## Work instruction
Reproduce exactly the lines below from the one containing "Looks good! Thank" through the one containing "adr1anh: Ah I", including both, and nothing else.

## Exercise material

----------------------------------------

PR #444, opened 2025-08-14
Allow support for computed indices

### LINKED ISSUE #245: Add support for computed indexes
Add support for computed indexes, i.e. `s[i + 1]` which can be used in constraint comprehension.

Leo-Besancon:
This PR closes https://github.com/0xMiden/air-script/issues/245

Task list:
- [x] Allow computed indices in AST
  - [x] Replace e.g. `AccessType::Index(usize)` by `AccessType::Index(Box<ScalarExpr>)` in parser
  - [x] Adapt AST's SemanticAnalysis (many thing we cannot resolve early)
  - [x] Adapt AST's ConstantPropagation 
- [x] Allow computed indices in MIR
  - [x] Update Accessor types to reference MIR nodes in AccessType, and update lowering from AST
  - [x] Update MIR's Unrolling pass
  - [x] Update MIR's ConstantPropagation pass  
- [x] Add E2E tests, containing for example this list comprehension:
```
let y = [j * vec[j + 1] for j in 0..4];
```
- [x] Add parser tests
- [x] Add MIR tests 
- [x] Potentially more complex E2E tests
- [x] Check that there are no regression in semantic analysis assumptions
- [ ] We should integrate this PR with the new typing system, to ensure that indices are integers and not felts

Note: This PR contains a fix for Mir's Inlining that has been raised by the `computed_indices_complex.rs` E2E test. Because of this fix, we need to call the Inlining multiple times (until there are no more `Call` nodes in the graph). Maybe there is a better way to handle this (for instance, keeping track when we duplicate a Call node and add it to the `working_stack`), but I haven't thought too much about it for now.

Question: @adr1anh @bobbinth Should we also handle computed slice bounds? For now, slices are assumed constant (either an integer or a reference to a constant symbol) and are resolved early. I still handle them in the MIR, but the are constant by that point, so I should refactor the code to either ignore slices in the MIR, or handle them fully as computed expressions.
It may look something like this (though it may not be the best example to showcase usage..):
```
    let x = [ sum([2^i for i in j..j+3]) for j in 0..3 ]
    # x = [ sum(1, 2, 4), sum(2, 4, 8), sum(4, 8, 16) ]
    # x = [ 7, 14, 28]
```


air-script/tests/computed_indices/computed_indices_simple.air
```diff
@@ -0,0 +1,36 @@
+def ComputedIndicesAir
+
+const VEC = [0, 1, 2, 3, 4];
```
adr1anh: This isn't used?

air/src/passes/translate_from_mir.rs
```diff
@@ -126,7 +129,11 @@ struct AirBuilder<'a> {
 /// so we need to ensure these cases are properly indexed.
 fn indexed_accessor(mir_node: &Link<Op>) -> Link<Op> {
     if let Some(accessor) = mir_node.as_accessor() {
-        if let AccessType::Index(index) = accessor.access_type {
+        if let MirAccessType::Index(index) = accessor.access_type.clone() {
+            let index = match get_inner_const(&index) {
```
adr1anh: Just unwrap?

parser/src/sema/semantic_analysis.rs
```diff
@@ -184,6 +185,7 @@ impl VisitMut<SemanticAnalysisError> for SemanticAnalysis<'_> {
                                 offset: binding.offset,
                                 size: binding.size,
                                 ty: binding.ty,
+                                access: binding.access.clone(),
```
adr1anh: no need to clone

parser/src/sema/semantic_analysis.rs
```diff
@@ -1152,54 +1163,59 @@ impl SemanticAnalysis<'_> {
...
+                                    .with_secondary_label(arg.span(), format!("callee expects {} trace columns here, but this binding provides {}", param.size, tr_size))
+                                    .emit();
                         }
                     },
                     Ok(BindingType::Vector(ref elems)) => {
                         let mut size = 0;
                         for elem in elems.iter() {
                             match elem {
                                 BindingType::TraceColumn(tr) | BindingType::TraceParam(tr) => {
+                                    let tr_size = match tr.ty() {
```
adr1anh: can we make this snippet a method of `Type`?

parser/src/ast/trace.rs
```diff
@@ -248,48 +250,72 @@ impl TraceBinding {
...
+                return Err(InvalidAccessError::IndexIntoScalar);
             },
-            AccessType::Matrix(..) => Err(InvalidAccessError::IndexIntoScalar),
+            (Some(AccessType::Matrix(..)), AccessType::Matrix(..)) => {
+                return Err(InvalidAccessError::SliceOfMatrix);
+            },
+            (Some(AccessType::Matrix(..)), AccessType::Slice(..)) => {
+                return Err(InvalidAccessError::SliceOfMatrix);
+            },
+            _ => todo!(),
```
adr1anh: What other patterns are we expecting?

mir/src/passes/translate.rs
```diff
@@ -1259,31 +1267,53 @@ impl<'a> MirBuilder<'a> {
...
+                        Some(
+                            Value::builder()
+                                .value(SpannedMirValue {
+                                    span: access.span(),
+                                    value: MirValue::TraceAccessBinding(tab),
+                                })
+                                .build(),
+                        )
+                    },
+                    //FIXME? Convert to MirAccessType and add Accessor wrapper?
```
adr1anh: Do we need an issue for this ?

mir/src/passes/translate.rs
```diff
@@ -1294,8 +1324,18 @@ impl<'a> MirBuilder<'a> {
 
         if segment.name == id {
             // We access $main[i]
-            if let AccessType::Index(column) = access.access_type {
-                Some(TraceAccess::new(TraceSegmentId::Main, column, access.offset))
+            // FIXME: Check is_constant
```
adr1anh: Issue?

mir/src/passes/translate.rs
```diff
@@ -1307,20 +1347,43 @@ impl<'a> MirBuilder<'a> {
...
+                        let mir_binding_access = self.translate_access_type(binding_access)?;
+                        let accessor =
+                            Accessor::create(value, mir_binding_access, 0, access.span());
+                        Ok(Some(accessor))
+                    } else {
+                        Ok(Some(value))
+                    }
+                },
+                AccessType::Index(_extra_offset) if binding.size > 1 => {
+                    // FIXME?
```
adr1anh: Highlighting the `FIXME`

mir/src/passes/mod.rs
```diff
@@ -382,10 +393,20 @@ pub fn duplicate_node_or_replace(
...
         Op::Accessor(accessor) => {
             let indexable = accessor.indexable.clone();
-            let access_type = accessor.access_type.clone();
+            let new_access_type = match accessor.access_type.clone() {
+                MirAccessType::Default => MirAccessType::Default,
+                MirAccessType::Index(index) => MirAccessType::Index(
+                    current_replace_map.get(&index.get_ptr()).unwrap().1.clone(),
+                ),
+                MirAccessType::Matrix(row, col) => MirAccessType::Matrix(
+                    current_replace_map.get(&row.get_ptr()).unwrap().1.clone(),
```
adr1anh: Why not use `current_replace_map[&row.get_ptr()]`

mir/src/passes/inlining.rs
```diff
@@ -29,6 +29,59 @@ impl<'a> Inlining<'a> {
...
+            first_pass.func_eval_nodes_where_called.clone(),
+        );
+        Visitor::run(&mut second_pass, ir.constraint_graph_mut())?;
+
+        Ok(second_pass.had_calls)
+    }
+}
+
+// If we have to run the inlining algorithm `INLINING_LIMIT`, we return an error
+const INLINING_LIMIT: usize = 10;
```
adr1anh, line 61: Where does this come from?

mir/src/passes/constant_propagation.rs
```diff
@@ -121,6 +120,185 @@ impl ConstantPropagation<'_> {
...
+                                )
+                                .with_primary_label(index.span(), "index is not constant")
+                                .emit();
+                            return Err(CompileError::Failed);
+                        },
+                    };
+                    // Check that the child node is a vector, raise diag otherwise
+                    // Replace the current node by the index-th element of the vector
+                    // Raise diag if index is out of bounds
+                    if let Op::Vector(indexable_vector) = indexable.borrow().deref() {
```
adr1anh: My editor complains that this 67 line fragment is duplicated mir/src/passes/unrolling.rs:708

mir/src/passes/constant_propagation.rs
```diff
@@ -121,6 +120,185 @@ impl ConstantPropagation<'_> {
...
+                                    value: MirValue::TraceAccess(TraceAccess {
+                                        segment: trace_access.segment,
+                                        column: trace_access.column + index_usize,
+                                        row_offset: trace_access.row_offset,
+                                    }),
+                                });
+                                updated_accessor = Some(new_node);
+                            },
+                            _ => {
+                                unreachable!("indexable is {:?}", indexable); // raise diag
```
adr1anh: Can we do this in this PR?

mir/src/passes/constant_propagation.rs
```diff
@@ -121,6 +120,185 @@ impl ConstantPropagation<'_> {
...
+                                )
+                                .emit();
+                            return Err(CompileError::Failed);
+                        },
+                    };
+                    // Check that the child node is a matrix, raise diag otherwise
+                    // Replace the current node by the index-th element of the vector
+                    // Raise diag if index is out of bounds
+
+                    if let Op::Vector(indexable_vector) = indexable.borrow().deref() {
```
adr1anh: Also duplicate

adr1anh (commented):
Not a full review as a lot of the language theory goes over my head. Left some code comments in line though

parser/src/sema/semantic_analysis.rs
Leo-Besancon: I've made it a method of `TraceBinding`

parser/src/ast/trace.rs
Leo-Besancon: I've removed the todo!() and handled all cases

mir/src/passes/translate.rs
Leo-Besancon: Actually we no longer need this as we keep the assumption that slices are constant! I've removed the comment.

mir/src/passes/translate.rs
Leo-Besancon: This is a small improvement, I've handled it in b27ec359964043fc9a9452886e6cbdf0b66aeccb

mir/src/passes/translate.rs
Leo-Besancon: Same as above, handled in b27ec359964043fc9a9452886e6cbdf0b66aeccb

mir/src/passes/inlining.rs
Leo-Besancon: I've explained this in the description of the PR above:

> Note: This PR contains a fix for Mir's Inlining that has been raised by the computed_indices_complex.rs E2E test. Because of this fix, we need to call the Inlining multiple times (until there are no more Call nodes in the graph). Maybe there is a better way to handle this (for instance, keeping track when we duplicate a Call node and add it to the working_stack), but I haven't thought too much about it for now.

It was an issue that were never catched by the existing tests.

If you prefer, I can create a separate PR for this instead!

mir/src/passes/constant_propagation.rs
Leo-Besancon: I've cleaned up the error handling in this function (also deduplicated it):
- Emit diagnostics when we have out-of-bound indices with Matrix access
- But keeping the unreachable!() there as it would be a direct computer bug and not a user-facing issue. I've improved the error message.

Leo-Besancon:
Hello @adr1anh, thank you for the review!

I think I've addressed all your comments for now.

I've also created this issue for one of the FIXME that should probably not be handled in this PR: https://github.com/0xMiden/air-script/issues/452

Al-Kindi-0:
@Leo-Besancon , is this ready? Or would you like an extra round of reviews?
It would be great to get this merged asap as it will simplify some of the work during the migration of VM constraints to the updated syntax.

Leo-Besancon:
> @Leo-Besancon , is this ready? Or would you like an extra round of reviews? It would be great to get this merged asap as it will simplify some of the work during the migration of VM constraints to the updated syntax.

Hi! This PR is ready on my side, but it needs additional reviews, especially as it touches various parts of the code (parser, AST and MIR).
The best order to go forward would be:
- Review and merge this PR into `next`
- Merge `next` into https://github.com/0xMiden/air-script/pull/423
- Add typing checks to computed indices in https://github.com/0xMiden/air-script/pull/423
- Review and merge https://github.com/0xMiden/air-script/pull/423 into `next`

Then, the v0.5 Milestone would be done and the syntax isn't likely to change much (aside from the multi trace issue).

mir/src/passes/mod.rs
```diff
@@ -450,3 +473,262 @@ pub fn duplicate_node_or_replace(
...
+        Op::Value(Value {
+            value:
+                SpannedMirValue {
+                    value: MirValue::Constant(ConstantValue::Felt(c)),
+                    ..
+                },
+            ..
+        }) => Some(*c),
+        _ => None,
+    }
```
bobbinth, line 482: I think it would be cleaner to add a method on `Value` for this - something like `Value::get_inner_constant()`. Then here it would be:
```rust
match value.borrow().deref() {
    Op::Value(value) => value.get_inner_constant(),
    _ => None,
}
```

We can also then re-use this code in the other `get_inner_const()` function (in constant propagation). In fact, I wonder if it may make sense to combine these two methods.

air-script/tests/computed_indices/computed_indices_complex.air
```diff
@@ -0,0 +1,52 @@
...
+
+    # vec_1[2] = 7
+    let z = vec_1[y];
+
+    enf a[1] = double(z);
+}
+
+fn apply_mds(state: felt[2]) -> felt[3] {
+    return [sum([s * m for (s, m) in (state, mds_row)]) for mds_row in MDS];
+}
```
bobbinth, line 61: This is the part that was not possible before, right?

air-script/tests/computed_indices/computed_indices_complex.air
```diff
@@ -0,0 +1,52 @@
...
+    # 2 * 2 - 4
+    let x = double(2) - vec_2[1];
+
+    # vec_2[0] = 2
+    let y = vec_2[x];
+
+    # vec_1[2] = 7
+    let z = vec_1[y];
+
+    enf a[1] = double(z);
```
bobbinth: I would maybe simplify this test and at the same time make it a bit more robust. Specifically:

- Let's use trace columns as the `state`.
- Maybe we can apply MDS once and then in Rust code we'd see the actual formula of how it is getting applied (I think).

mir/src/passes/mod.rs
```diff
@@ -450,3 +473,262 @@ pub fn duplicate_node_or_replace(
...
+}
+
+/// Handle the visit of an accessor node, used for both Unrolling and ConstantPropagation passes
+/// The `compute_indices` bool indicates whether we the indices need to be known constant at this
+/// stage.
+pub fn handle_accessor_visit(
+    accessor: Link<Op>,
+    compute_indices: bool,
```
bobbinth: nit (feel free to ignore): I would maybe invert `compute_indices` into something like `expect_constant_indices`. May make the meaning a bit more clear (at least that's how we describe it in the doc comments).

parser/src/ast/trace.rs
```diff
@@ -230,6 +230,8 @@ pub struct TraceBinding {
     pub size: usize,
     /// The effective type of this binding
     pub ty: Type,
+    /// The access type associated to this TraceBinding
+    pub access: Option<AccessType>,
```
bobbinth: What this filed mean here? That is, in what situations would a trace binding have `access` vs. when it could be `None`?

parser/src/ast/trace.rs
```diff
@@ -248,48 +250,77 @@ impl TraceBinding {
...
 
     /// Returns a [Type] that describes what type of value this binding represents
     #[inline]
     pub fn ty(&self) -> Type {
-        self.ty
+        match self.access.clone() {
+            Some(AccessType::Default) => self.ty,
+            Some(AccessType::Slice(range_expr)) => Type::Vector(range_expr.to_slice_range().len()),
+            Some(AccessType::Index(_)) => Type::Felt,
+            Some(AccessType::Matrix(..)) => Type::Felt,
```
bobbinth: Under what circumstances could `TraceBinding` have type `Matrix`? Should this be `unreachable!`?

bobbinth (commented):
Looks good! Thank you! This is a very light review from me - I didn't really review the parser changes, and even the MIR part, I reviewed sporadically. I did leave a few questions/comments inline though.

mir/src/passes/inlining.rs
adr1anh: Ah I see! I think my question was about why we chose 10 as a constant, though intuitively I imagine this is a good estimate.

Would it make sense to make this a variable parameter? Maybe through an environment variable?

air-script/tests/computed_indices/computed_indices_complex.air
adr1anh: This may not be the right place, but I imagine this is actually the _only_ place where we'd ever use matrices. For the rare cases where we want to evaluate a matrix (only hash functions I think), we could just manually implement it. If so it might be worth removing matrices entirely. WDYT?

mir/src/passes/mod.rs
```diff
@@ -450,3 +473,262 @@ pub fn duplicate_node_or_replace(
...
+                    ..
+                },
+            ..
+        }) => Some(*c),
+        _ => None,
+    }
+}
+
+/// Handle the visit of an accessor node, used for both Unrolling and ConstantPropagation passes
+/// The `compute_indices` bool indicates whether we the indices need to be known constant at this
```
Al-Kindi-0: this needs rewording

Al-Kindi-0 (approved):
LGTM (given my understanding of this part of the codebase)

mir/src/passes/mod.rs
Soulthym: > In fact, I wonder if it may make sense to combine these two methods.
I tried it but it seemed to break the added test (https://github.com/0xMiden/air-script/pull/444/files/88bb70ce0b281ab3593e9675ba7e07e6215f969b#diff-0ac8abbe17a8a361edfcb0a3a06c7108d5c316885eebc406d0669a3b5754a821)

For now Value's impl is reused in both constant propagation and translation from ast to Mir  in 6e734dc4

air-script/tests/computed_indices/computed_indices_complex.air
Soulthym: > This is the part that was not possible before, right?

Yes when coupled with a function. I think it was ok without a function before because it was computed before semantic analysis.

> If so it might be worth removing matrices entirely. WDYT?

I agree, its already in the todo list for the frontend refactor. Ill gather those in a separate issue.

mir/src/passes/mod.rs
Soulthym: Renamed in 90b5bdc1 and everywhere else in c8adbf58

parser/src/ast/trace.rs
Soulthym: Im not sure why it is this way or if it could be without the Option, so I'm only interpreting here based on the code.

It seems it allows setting it after creation, potentially handling the difference between an unset access_type and AccessType::Default, distinguishing between an error (a mismatch) and a missing access_type.

Noting so we can revisit with @Leo-Besancon based on his feedback

parser/src/ast/trace.rs
Soulthym: Made it unreachable in abbf5253

mir/src/passes/mod.rs
Soulthym: Reworded in c8adbf5, let me know if it needs more adjustments.

air-script/tests/computed_indices/computed_indices_complex.air
Soulthym: I've adapted the air-script of the test in 82cd993 but it does not compile as is, I'm investigating why that is.
It seems we extract the constant from the wrong value, extracting the `vec_1 instead of 1` or report the error incorrectly here: https://github.com/0xMiden/air-script/blob/82cd9931172ae6dec9a9f8d1077d93a671e51fec/air-script/tests/computed_indices/computed_indices_complex.air#L39

air-script/tests/computed_indices/computed_indices_complex.air
Leo-Besancon: > This is the part that was not possible before, right?

Not exactly, the apply_mds function was already tested in https://github.com/0xMiden/air-script/blob/allow-computed-indices-upstream/air-script/tests/list_comprehension/list_comprehension_nested.air
In the list_comprehension_nested test, it is indeed applied to the state as you suggested below, so we can check the rust code.

What is new is to be able to index into the `vec_1` and `vec_2` list comprehensions with indices whose can only be computed late into the compilation process (for instance, because they rely on list comprehensions)

In this test (computed_indices_complex), I needed a vector that would not be folded as a constant during AST's constant propagation, otherwise I would not be able to test the computed indices targetting list comprehensions properly.

I'll add some comments to make what this test does clearer.

air-script/tests/computed_indices/computed_indices_complex.air
Leo-Besancon: > I would maybe simplify this test and at the same time make it a bit more robust. Specifically:
> 
>     * Let's use trace columns as the `state`.
> 
>     * Maybe we can apply MDS once and then in Rust code we'd see the actual formula of how it is getting applied (I think).

In the latest commit, I've made it so that one MDS is kept on a constant vector to be able to produce constant indices, and use it to index into the second MDS that does rely on the state.
I've also added comments on what is expected / happening in the test, please tell me if it's better!

parser/src/ast/trace.rs
Leo-Besancon: > What this filed mean here? That is, in what situations would a trace binding have `access` vs. when it could be `None`?

Indeed the Option is unnecessary as the None case can just be handled the same as the Default case. I've removed it in the latest commit

Al-Kindi-0:
@Leo-Besancon , is this good to go?

Leo-Besancon:
> @Leo-Besancon , is this good to go?

Hi! Yes, if you guys are happy with our latest replies, it should be good to merge, I think we've addressed everything!

Al-Kindi-0:
Thank you!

----------------------------------------

## Result of the exercise
Looks good! Thank you! This is a very light review from me - I didn't really review the parser changes, and even the MIR part, I reviewed sporadically. I did leave a few questions/comments inline though.

mir/src/passes/inlining.rs
adr1anh: Ah I see! I think my question was about why we chose 10 as a constant, though intuitively I imagine this is a good estimate.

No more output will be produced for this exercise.